Your instructions —
Go through the data below and report how many lines contain "scheduler"; the reply holds only that number.

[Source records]
----------------------------------------

PR #1029, opened 2025-06-09
[RPA-2276] Fix admin can't activate users

teawithsand:
## Types of changes

---

### DIFF
--- a/runbotics/runbotics-orchestrator-ui/src/src-app/store/slices/Users/Users.thunks.ts
+++ b/runbotics/runbotics-orchestrator-ui/src/src-app/store/slices/Users/Users.thunks.ts
@@ -48,7 +48,7 @@ export const update = createAsyncThunk<UserDto, PartialUserDto>(
 
 export const activate = createAsyncThunk<void, ActivateUserDto>(
     'users/activate',
-    (activateData) => axios.post<ActivateUserDto>(`/api/scheduler/users/${activateData.id}/activate`, activateData)
+    (activateData) => axios.post<ActivateUserDto>(`/api/scheduler/users/activate/${activateData.id}`, activateData)
         .then((response => void response))
 );
 
--- a/runbotics/runbotics-orchestrator-ui/src/src-app/store/slices/Users/Users.thunks.ts
+++ b/runbotics/runbotics-orchestrator-ui/src/src-app/store/slices/Users/Users.thunks.ts
@@ -48,7 +48,7 @@ export const update = createAsyncThunk<UserDto, PartialUserDto>(
 
 export const activate = createAsyncThunk<void, ActivateUserDto>(
     'users/activate',
-    (activateData) => axios.patch<ActivateUserDto>(`/api/scheduler/users/${activateData.id}/activation`, activateData)
+    (activateData) => axios.patch<ActivateUserDto>(`/api/scheduler/users/${activateData.id}/activate`, activateData)
         .then((response => void response))
 );
 
@@ -57,7 +57,7 @@ export const updateInTenant = ApiTenantResource.patch<UserDto, PartialUserDto>(
 );
 
 export const activateInTenant = ApiTenantResource.patch<UserDto, ActivateUserDto>(
-    'users/activateInTenant', (id) => `${USERS_PATH}/${id}/activation`
+    'users/activateInTenant', (id) => `${USERS_PATH}/${id}/activate`
 );
 
 export const deleteUser = createAsyncThunk<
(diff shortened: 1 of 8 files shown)


runbotics/runbotics-scheduler/src/scheduler-database/user/user.service.ts
```diff
@@ -287,16 +286,21 @@ export class UserService {
...
-        const TENANT_ALLOWED_ROLES = [
-            Role.ROLE_USER,
-            Role.ROLE_TENANT_ADMIN,
-            Role.ROLE_EXTERNAL_USER,
-        ];
-
-        if (!isTenantAdmin(user) && !TENANT_ALLOWED_ROLES.includes(roles[0])) {
-            throw new BadRequestException('Wrong role');
+
+        if (isAdmin(user)) {
```
bhszewczyk: as discussed during meetings for role permissions we preferably use feature keys instead of role. i think using here MANAGE_ALL_TENANTS && MANAGE_INACTIVE_USERS for admin and MANAGE_INACTIVE_USERS for tenant admin is reasonable here as you also use it in controller

runbotics/runbotics-scheduler/src/scheduler-database/user/user.controller.ts
```diff
@@ -96,7 +96,7 @@ export class UserController {
         return this.userService.update(userDto, userId, user);
     }
 
-    @Patch('users/activate/:id')
+    @Post('users/activate/:id')
```
bhszewczyk: tbh not sure why post rather that patch?

bhszewczyk (changes requested):

runbotics/runbotics-scheduler/src/scheduler-database/user/user.service.ts
```diff
@@ -287,16 +286,19 @@ export class UserService {
...
+
         const TENANT_ALLOWED_ROLES = [
             Role.ROLE_USER,
             Role.ROLE_TENANT_ADMIN,
             Role.ROLE_EXTERNAL_USER,
         ];
 
-        if (!isTenantAdmin(user) && !TENANT_ALLOWED_ROLES.includes(roles[0])) {
-            throw new BadRequestException('Wrong role');
+        if (!this.hasFeatureKey(user, FeatureKey.MANAGE_ALL_TENANTS)) {
```
teawithsand: User with MANAGE_ALL_TENANTS role can now grant any role, including ADMIN, which tenant-admin shouldn't be able to do, since they're limited to these three roles above. At least that's what UI would indicate.

runbotics/runbotics-orchestrator-ui/src/src-app/store/slices/Users/Users.thunks.ts
```diff
@@ -48,7 +48,7 @@ export const update = createAsyncThunk<UserDto, PartialUserDto>(
 
 export const activate = createAsyncThunk<void, ActivateUserDto>(
     'users/activate',
-    (activateData) => axios.post<ActivateUserDto>(`/api/scheduler/users/${activateData.id}/activate`, activateData)
+    (activateData) => axios.patch<ActivateUserDto>(`/api/scheduler/users/activate/${activateData.id}`, activateData)
```
janeksmielowski: patch seems more adequate here, but just to mention, in RESTful API the action/function/procedure name should not exist in the URL. We could have action query param. However, if we want to keep this approach, I would leave the action as last segment: `/api/scheduler/users/${activateData.id}/activate` seems better to me

Source:
image

janeksmielowski (approved):

Fiflon (approved):
Bump version :))

bhszewczyk (approved):
remember to bump version

runbotics/runbotics-orchestrator-ui/src/src-app/store/slices/Users/Users.thunks.ts
```diff
@@ -48,16 +48,16 @@ export const update = createAsyncThunk<UserDto, PartialUserDto>(
 
 export const activate = createAsyncThunk<void, ActivateUserDto>(
     'users/activate',
-    (activateData) => axios.post<ActivateUserDto>(`/api/scheduler/users/${activateData.id}/activate`, activateData)
+    (activateData) => axios.patch<ActivateUserDto>(`/api/scheduler/users/${activateData.id}/activation`, activateData)
```
janeksmielowski: should be a verb, like a name of function, so 'activation' is incorrect, because it's a noun

janeksmielowski (changes requested):

Aeri4a (approved):

janeksmielowski (approved):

----------------------------------------

Output below —
12